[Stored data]
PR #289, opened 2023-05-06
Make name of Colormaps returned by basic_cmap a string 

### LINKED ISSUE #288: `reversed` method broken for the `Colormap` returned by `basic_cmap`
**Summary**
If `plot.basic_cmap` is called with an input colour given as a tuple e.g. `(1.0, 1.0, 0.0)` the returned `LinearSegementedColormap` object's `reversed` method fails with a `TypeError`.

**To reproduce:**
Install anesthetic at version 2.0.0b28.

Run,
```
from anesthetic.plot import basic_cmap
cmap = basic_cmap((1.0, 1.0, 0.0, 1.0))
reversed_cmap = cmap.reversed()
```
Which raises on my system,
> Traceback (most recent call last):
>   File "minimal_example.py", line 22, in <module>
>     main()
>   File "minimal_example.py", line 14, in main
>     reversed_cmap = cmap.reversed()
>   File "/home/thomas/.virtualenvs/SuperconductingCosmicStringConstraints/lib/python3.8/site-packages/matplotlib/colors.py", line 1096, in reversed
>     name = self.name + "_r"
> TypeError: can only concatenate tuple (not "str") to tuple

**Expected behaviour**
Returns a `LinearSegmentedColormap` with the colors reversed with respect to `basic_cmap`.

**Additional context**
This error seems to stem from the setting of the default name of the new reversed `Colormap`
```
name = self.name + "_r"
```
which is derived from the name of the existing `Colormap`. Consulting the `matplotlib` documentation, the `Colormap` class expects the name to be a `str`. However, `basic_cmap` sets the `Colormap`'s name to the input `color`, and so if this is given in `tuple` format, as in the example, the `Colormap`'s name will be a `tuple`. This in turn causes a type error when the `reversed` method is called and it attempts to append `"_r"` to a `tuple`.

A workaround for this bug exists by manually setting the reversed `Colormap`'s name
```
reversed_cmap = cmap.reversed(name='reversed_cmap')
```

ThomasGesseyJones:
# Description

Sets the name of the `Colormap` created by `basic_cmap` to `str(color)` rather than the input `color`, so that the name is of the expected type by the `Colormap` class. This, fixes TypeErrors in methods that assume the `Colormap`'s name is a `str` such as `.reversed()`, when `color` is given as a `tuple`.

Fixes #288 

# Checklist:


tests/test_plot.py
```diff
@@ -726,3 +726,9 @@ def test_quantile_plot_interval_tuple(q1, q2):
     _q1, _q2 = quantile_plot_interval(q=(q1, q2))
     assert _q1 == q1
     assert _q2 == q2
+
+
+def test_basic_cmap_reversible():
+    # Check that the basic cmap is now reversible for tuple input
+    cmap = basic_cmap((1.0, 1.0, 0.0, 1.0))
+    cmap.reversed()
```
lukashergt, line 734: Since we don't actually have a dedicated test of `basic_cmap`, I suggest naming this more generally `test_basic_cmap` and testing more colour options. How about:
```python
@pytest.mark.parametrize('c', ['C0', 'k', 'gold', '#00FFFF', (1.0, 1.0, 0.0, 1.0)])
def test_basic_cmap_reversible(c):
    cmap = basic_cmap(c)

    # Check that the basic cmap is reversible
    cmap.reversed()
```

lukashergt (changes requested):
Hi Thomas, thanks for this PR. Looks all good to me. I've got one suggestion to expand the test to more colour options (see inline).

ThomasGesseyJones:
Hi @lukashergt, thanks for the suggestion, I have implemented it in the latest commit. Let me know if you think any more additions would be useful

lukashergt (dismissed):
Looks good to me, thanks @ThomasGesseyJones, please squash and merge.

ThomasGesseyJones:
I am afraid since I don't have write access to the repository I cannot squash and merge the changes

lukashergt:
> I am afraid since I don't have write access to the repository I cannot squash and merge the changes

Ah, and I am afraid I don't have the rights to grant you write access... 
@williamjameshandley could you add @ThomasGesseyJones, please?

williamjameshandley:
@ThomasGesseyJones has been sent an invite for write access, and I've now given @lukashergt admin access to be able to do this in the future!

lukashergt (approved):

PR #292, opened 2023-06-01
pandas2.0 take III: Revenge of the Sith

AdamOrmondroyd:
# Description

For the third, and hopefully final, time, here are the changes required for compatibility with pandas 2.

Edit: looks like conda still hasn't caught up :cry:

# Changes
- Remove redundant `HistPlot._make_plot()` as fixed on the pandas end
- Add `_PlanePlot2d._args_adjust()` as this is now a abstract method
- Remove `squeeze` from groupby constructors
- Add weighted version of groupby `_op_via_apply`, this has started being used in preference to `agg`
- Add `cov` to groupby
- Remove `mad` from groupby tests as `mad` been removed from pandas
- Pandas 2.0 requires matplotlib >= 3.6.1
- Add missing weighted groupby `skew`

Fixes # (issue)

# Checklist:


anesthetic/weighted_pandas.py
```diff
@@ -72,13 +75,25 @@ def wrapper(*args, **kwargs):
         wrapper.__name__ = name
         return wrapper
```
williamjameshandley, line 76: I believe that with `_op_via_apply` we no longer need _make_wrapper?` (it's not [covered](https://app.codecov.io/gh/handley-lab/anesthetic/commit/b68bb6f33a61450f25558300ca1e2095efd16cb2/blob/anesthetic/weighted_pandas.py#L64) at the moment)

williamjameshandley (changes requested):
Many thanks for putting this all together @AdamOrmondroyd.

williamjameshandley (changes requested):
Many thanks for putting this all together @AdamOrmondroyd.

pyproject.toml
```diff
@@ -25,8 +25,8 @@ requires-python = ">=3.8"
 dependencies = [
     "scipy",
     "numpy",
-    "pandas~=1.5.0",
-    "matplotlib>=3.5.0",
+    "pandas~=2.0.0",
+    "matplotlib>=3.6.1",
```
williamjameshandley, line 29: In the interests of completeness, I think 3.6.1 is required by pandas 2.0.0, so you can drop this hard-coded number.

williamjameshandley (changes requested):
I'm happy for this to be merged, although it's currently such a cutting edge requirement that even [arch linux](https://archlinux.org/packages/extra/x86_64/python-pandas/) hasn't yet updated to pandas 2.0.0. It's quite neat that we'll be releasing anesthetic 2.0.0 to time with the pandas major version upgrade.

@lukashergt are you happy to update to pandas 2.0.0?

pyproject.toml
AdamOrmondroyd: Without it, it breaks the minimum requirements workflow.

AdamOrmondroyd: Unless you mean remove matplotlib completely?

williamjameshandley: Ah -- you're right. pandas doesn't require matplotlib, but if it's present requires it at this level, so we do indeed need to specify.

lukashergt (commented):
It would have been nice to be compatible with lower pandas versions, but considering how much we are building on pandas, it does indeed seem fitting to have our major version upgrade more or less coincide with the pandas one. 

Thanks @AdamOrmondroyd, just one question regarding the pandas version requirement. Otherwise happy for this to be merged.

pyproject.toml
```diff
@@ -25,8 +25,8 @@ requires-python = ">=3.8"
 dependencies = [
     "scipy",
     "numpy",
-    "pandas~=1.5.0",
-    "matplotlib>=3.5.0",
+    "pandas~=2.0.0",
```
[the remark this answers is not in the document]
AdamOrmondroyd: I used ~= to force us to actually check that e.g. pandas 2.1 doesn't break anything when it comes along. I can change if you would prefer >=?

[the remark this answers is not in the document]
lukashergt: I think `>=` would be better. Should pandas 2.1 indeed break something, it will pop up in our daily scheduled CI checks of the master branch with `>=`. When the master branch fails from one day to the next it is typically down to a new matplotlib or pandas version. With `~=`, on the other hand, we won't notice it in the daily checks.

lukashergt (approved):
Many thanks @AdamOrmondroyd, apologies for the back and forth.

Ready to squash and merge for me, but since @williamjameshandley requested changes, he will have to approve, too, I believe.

==

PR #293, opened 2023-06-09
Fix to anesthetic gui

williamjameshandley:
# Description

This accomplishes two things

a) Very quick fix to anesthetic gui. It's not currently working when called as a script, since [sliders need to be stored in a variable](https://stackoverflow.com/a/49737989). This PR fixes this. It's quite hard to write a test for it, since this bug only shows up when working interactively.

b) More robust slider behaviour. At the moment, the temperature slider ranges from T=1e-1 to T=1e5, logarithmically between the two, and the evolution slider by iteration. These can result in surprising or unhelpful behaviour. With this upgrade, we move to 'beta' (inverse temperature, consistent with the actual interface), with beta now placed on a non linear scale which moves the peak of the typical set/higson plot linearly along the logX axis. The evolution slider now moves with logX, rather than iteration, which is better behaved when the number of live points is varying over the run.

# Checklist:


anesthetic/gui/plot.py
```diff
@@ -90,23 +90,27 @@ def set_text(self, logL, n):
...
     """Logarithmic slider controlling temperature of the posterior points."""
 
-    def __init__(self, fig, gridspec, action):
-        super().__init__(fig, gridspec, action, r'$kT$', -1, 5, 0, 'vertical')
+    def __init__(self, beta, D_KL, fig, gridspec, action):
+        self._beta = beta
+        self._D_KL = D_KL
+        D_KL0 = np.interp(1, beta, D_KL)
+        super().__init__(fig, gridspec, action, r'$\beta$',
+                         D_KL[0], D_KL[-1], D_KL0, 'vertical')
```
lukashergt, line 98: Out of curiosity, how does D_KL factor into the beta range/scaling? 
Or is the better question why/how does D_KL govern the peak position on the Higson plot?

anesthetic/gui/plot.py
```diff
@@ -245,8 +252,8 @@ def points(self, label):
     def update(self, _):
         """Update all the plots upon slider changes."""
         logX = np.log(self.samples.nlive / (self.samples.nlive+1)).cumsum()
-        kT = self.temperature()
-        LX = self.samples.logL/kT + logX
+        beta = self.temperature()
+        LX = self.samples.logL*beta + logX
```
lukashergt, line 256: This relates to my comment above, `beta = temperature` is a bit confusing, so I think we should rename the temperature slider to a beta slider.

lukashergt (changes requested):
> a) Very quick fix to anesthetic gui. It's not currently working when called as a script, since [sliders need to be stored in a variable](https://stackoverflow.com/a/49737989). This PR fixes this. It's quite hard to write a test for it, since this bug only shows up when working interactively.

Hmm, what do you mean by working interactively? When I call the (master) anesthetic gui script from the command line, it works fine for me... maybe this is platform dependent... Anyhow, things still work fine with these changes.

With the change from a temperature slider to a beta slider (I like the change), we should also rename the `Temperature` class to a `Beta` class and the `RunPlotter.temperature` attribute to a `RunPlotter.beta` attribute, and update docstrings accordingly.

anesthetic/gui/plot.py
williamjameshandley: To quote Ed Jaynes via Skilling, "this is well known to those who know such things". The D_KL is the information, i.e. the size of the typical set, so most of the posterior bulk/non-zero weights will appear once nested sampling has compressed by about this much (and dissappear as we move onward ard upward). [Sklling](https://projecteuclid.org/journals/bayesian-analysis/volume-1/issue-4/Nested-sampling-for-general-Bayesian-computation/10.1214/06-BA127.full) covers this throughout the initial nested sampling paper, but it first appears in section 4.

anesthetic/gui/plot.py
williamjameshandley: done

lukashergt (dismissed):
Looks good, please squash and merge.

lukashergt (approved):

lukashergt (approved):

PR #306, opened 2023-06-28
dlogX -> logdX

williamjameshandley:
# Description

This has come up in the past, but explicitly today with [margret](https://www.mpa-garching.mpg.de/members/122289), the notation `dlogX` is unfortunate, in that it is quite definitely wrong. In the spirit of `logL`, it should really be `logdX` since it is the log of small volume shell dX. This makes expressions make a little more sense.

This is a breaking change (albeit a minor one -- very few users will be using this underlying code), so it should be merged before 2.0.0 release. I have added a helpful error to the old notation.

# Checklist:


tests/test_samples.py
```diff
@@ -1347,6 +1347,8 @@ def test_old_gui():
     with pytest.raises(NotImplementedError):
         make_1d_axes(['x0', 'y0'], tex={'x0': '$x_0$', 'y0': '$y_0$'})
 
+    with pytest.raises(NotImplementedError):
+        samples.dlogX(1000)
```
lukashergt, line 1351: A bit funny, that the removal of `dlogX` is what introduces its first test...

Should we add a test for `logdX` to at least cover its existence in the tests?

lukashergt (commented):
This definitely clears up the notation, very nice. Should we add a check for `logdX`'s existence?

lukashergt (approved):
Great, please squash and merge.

== DIRECTIONS ==
Check each line in the records above for the word "mean". Return those that have it.

== RESULT FOR THIS TASK ==
AdamOrmondroyd: Unless you mean remove matplotlib completely?
Hmm, what do you mean by working interactively? When I call the (master) anesthetic gui script from the command line, it works fine for me... maybe this is platform dependent... Anyhow, things still work fine with these changes.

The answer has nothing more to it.